I had just finished my errands in town and was now waiting for my Number 4 bus back home on a bright and sunny afternoon. Ahead of me in the queue was some sort of University Professor. Adorned in tweed jacket with elbow pads, he scribbled away at some important looking notes in a pocket exercise book.

Just then a foreign exchange language student came up to the stop. He carefully examined the bus time-table and then looked up to the professor and said, “ Prease sir, excuse. What is time”?

The kindly professor looked upon the young student over the top of his round spectacles with some pity. He smiled and said to him “ Well, son, how long have you got”?

We then looked up to see the Number 4 bus rolling up to our stop. Once again I was denied the opportunity to understand the General Theory of Relativity and all that mumbo jumbo. I was gutted.
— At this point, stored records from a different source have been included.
PR #3080, opened 2023-05-07
Backend support for message search

### LINKED ISSUE #3009: Backend support for moderator message search functionality
For data collection

olliestanley:
Close #3009. Vector generation works locally with seed data, hopefully it will scale when batch generating the vectors for every message currently in prod DB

But why should I let it rest. I have always wanted to know more about the meaning of time. It is a concept that occupies my every waking moment. Why, for instance do we use two time settings in Kenya? Time given in English or Kiswahili differs by 12 hours. Why is this? You may say it doesn’t matter but suppose you write a document to someone and perhaps you specify time using numerals. What does 9.20 mean? Is it 9.20 am or is it 3.20? Why do we have this anomaly? Is there any other country that uses different times depending on the language that is spoken? Which time denotation is used in legal documentation and who determines it? Why do we have all this duplication?